**Your instructions**
Counting task for the data below: how many lines hold the word "docs"? Answer with the number only.

**Records provided**
PR #1899, opened 2022-05-18
remove test statements for move ctor

boeschf:
Remove checks for move ctor when it could be elided:

Newer compilers choose to elide the move constructor in certain cases. This leads to failure of 2 tests. As this behaviour is completely legal (and even desirable) it should not lead to failure. I therefore commented out the two statements in question and added a comment about this in the code. Note, that here we anyways only check the behaviour of `std::function<void()>` for which the `task` type is an alias at this point, so in my opinion the whole point of the test is a bit questionable.


bcumming (approved):
lgtm!

PR #1919, opened 2022-06-30
Mutable connection table

thorstenhater:
Add functionality, docs, and examples on editing the connection table.  This is a first, small PR
on the topic, further functionality will come as requested.

Teaser example
```cxx
    // This recipe -- omitted -- implements a mutable connection table 
    // and returns it via the `connections_on` callback. New entries are
    // added using `add_connection` which makes one link from a central 
    // `spike_source_cell` to the given `gid`
    auto rec = recipe();
    rec.add_connection(1);

    auto sim = arb::simulation(rec, ctx);

    // Record spikes
    std::vector<arb::spike> spikes;
    sim.set_local_spike_callback([&spikes](const auto& s) { spikes.insert(spikes.end(), s.begin(), s.end()); });

    // Run and print all spikes per gid
    sim.run(0.25, 0.025);
    show_spikes(spikes);

    // Add a new connection
    rec.add_connection(2);
    sim.update_connections(rec);

    // Run and print all spikes per gid
    sim.run(0.5, 0.025);
    show_spikes(spikes);
```

# Update July '22

- added re-wiring of Event Generators
- implemented a split between a recipe and a recipe-update (cheekily dubbed `topping` until further notice)
- `recipes` are `toppings` via inheritance


thorstenhater:
Good questions, I'll answer the easy one first (2)
I decided on using the recipe since it is a familiar interface to users. Regarding the edit command approach,
I wanted to reach for that first. However the code for building the actual table made it clear that all the
expensive work would have to be done again anyhow. I am referring to the sorting and partitioning of the 
actual backing tables. The rest is relatively cheap. Also, we'd need to keep around (or re-create) a set of
items that is used in builing the table, resolving the labels: `domain_decomposition`, `context` and the `label_resolver`s.
In general, performance is not really a consideration, since this is expected to occur every 1s-1min of biological time
or so (in vivo it's more like 10min-1h).

There's a additional wrinkle though: What if connectivity is random? Resetting the pRNG helps, but might not be sufficient
as other parts of the recipe/sim-building might call into it.

halfflat:
It would be all potential connections given the biological model; it might grow as O(N^2) for small N, where every neuron is 'close enough' to every other neuron, but it should still be O(N) for large models. Extra traffic would only arise in the cases where a source has all of its potential targets with zero weights (i.e. connected to nothing at all); not creating events with zero weight at the delivery side of things would be the optimization.

thorstenhater:
Hmm, about that for a compromise (fixing the perfectly valid ontological concerns): I factor out the rebuildable parts into 
their own components and recipes aggregate those components as do the 'update-recipes'. Just different subsets thereof.

python/example/plasticity.py
```diff
@@ -0,0 +1,74 @@
...
+        if gid in self.connected:
+            w, d = self.connected[gid]
+            return [A.connection((0, "source"), "synapse", w, d)]
+        return []
+
+    def add_connection(self, to):
+        self.connected[to] = (0.75, 0.1)
+
+
+A.mpi_init()
```
brenthuisman, line 47: Is it necessary to use MPI to make the change in connection table clear?

python/example/plasticity.py
```diff
@@ -0,0 +1,74 @@
...
+mpi = A.mpi_comm()
+ctx = A.context(mpi=mpi)
+rnk = ctx.rank
+csz = ctx.ranks
+assert csz == 3
```
brenthuisman, line 52: I don't see why this `context` would have 3 ranks. It does not know about the recipe yet.

example/plasticity/plasticity.cpp
```diff
@@ -0,0 +1,116 @@
...
+#ifdef ARB_MPI_ENABLED
+    arbenv::with_mpi guard(argc, argv, false);
+    auto ctx = arb::make_context({}, MPI_COMM_WORLD);
+#else
+    auto ctx = arb::make_context();
+#endif
+    auto rnk = arb::rank(ctx);
+    auto csz = arb::num_ranks(ctx);
+    auto rec = recipe(csz);
+    auto dec = arb::domain_decomposition(rec, ctx, {{rnk == 0 ? arb::cell_kind::spike_source : arb::cell_kind::cable, {rnk}, arb::backend_kind::multicore}});
```
brenthuisman, line 101: That's a _very_ terse partition hint!

example/plasticity/readme.md
```diff
@@ -0,0 +1,23 @@
+# Plasticity Example
+
+A miniapp that demonstrates how to use mutable connectivity. Should be run with
```
brenthuisman, line 3: It looks like the number of cable cells is a variable. You could mention this here, and maybe explain how that number is ultimately set (e.g. by passing a number of ranks to SLURM).

python/example/plasticity.py
```diff
@@ -0,0 +1,74 @@
+import arbor as A
```
brenthuisman, line 1: Can we add this file to `scripts/run_python_examples.sh`?

example/plasticity/plasticity.cpp
```diff
@@ -0,0 +1,116 @@
+#include <any>
```
brenthuisman, line 1: Can we add this file to `scripts/run_cpp_examples.sh`?

brenthuisman (changes requested):

brenthuisman:
One more thing: proper definitions for `partition`, `domain` and perhaps `cell_group` (this is sometimes, maybe, used as alias for domain, but it is not, I think!) are not present anywhere in the docs, yet relevant in the discussion of `arbor::communicator`. They would go well in the currently very brief `doc/concepts/domdec.rst`.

**Solution to this exercise**
2